ACTIVITY> Copy each line of the following material that has the string "logging".

____________________

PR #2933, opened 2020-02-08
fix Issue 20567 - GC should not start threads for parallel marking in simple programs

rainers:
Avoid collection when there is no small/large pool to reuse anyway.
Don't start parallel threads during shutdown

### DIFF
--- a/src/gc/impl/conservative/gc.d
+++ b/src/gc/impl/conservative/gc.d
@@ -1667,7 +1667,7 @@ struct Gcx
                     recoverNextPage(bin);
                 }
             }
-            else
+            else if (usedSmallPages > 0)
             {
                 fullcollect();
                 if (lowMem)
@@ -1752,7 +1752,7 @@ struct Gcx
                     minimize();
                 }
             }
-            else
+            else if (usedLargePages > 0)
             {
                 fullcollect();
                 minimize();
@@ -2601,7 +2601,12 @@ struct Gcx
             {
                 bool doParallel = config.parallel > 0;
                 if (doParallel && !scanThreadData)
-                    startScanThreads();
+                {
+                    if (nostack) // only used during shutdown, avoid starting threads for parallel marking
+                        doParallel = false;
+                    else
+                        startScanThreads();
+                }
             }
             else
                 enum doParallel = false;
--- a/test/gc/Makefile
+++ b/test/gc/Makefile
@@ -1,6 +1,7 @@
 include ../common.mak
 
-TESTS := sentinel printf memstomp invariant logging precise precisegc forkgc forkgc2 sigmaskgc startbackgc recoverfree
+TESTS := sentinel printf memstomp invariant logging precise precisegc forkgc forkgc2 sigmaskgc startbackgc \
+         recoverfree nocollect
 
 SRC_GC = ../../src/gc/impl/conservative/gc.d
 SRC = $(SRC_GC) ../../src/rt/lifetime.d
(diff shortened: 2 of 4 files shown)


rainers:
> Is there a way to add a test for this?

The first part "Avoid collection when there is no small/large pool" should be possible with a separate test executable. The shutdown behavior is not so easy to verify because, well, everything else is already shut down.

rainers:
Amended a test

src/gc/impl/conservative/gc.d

____________________

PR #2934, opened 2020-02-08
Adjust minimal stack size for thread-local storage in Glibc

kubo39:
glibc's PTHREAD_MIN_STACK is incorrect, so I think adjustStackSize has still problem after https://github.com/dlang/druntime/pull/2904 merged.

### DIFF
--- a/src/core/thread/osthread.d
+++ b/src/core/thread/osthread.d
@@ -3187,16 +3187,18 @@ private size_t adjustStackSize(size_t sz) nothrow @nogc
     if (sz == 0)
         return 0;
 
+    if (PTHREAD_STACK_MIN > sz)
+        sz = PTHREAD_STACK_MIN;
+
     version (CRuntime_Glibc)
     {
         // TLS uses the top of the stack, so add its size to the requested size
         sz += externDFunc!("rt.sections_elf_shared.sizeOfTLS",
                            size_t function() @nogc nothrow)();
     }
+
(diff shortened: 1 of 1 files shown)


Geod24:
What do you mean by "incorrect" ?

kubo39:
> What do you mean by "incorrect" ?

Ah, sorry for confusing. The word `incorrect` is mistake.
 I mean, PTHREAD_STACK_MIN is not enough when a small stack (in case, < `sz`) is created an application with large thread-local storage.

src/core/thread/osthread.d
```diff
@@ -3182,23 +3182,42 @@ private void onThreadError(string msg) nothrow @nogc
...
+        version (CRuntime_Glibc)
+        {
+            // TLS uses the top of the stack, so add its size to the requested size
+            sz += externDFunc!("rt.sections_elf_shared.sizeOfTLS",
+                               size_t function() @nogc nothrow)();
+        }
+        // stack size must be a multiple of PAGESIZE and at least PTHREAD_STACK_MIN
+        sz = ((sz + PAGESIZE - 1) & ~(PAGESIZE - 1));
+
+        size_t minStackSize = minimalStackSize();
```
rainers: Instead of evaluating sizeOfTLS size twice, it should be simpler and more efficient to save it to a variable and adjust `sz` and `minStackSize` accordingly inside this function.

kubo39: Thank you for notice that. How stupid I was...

____________________

WRITTEN SOLUTION>
-TESTS := sentinel printf memstomp invariant logging precise precisegc forkgc forkgc2 sigmaskgc startbackgc recoverfree
+TESTS := sentinel printf memstomp invariant logging precise precisegc forkgc forkgc2 sigmaskgc startbackgc \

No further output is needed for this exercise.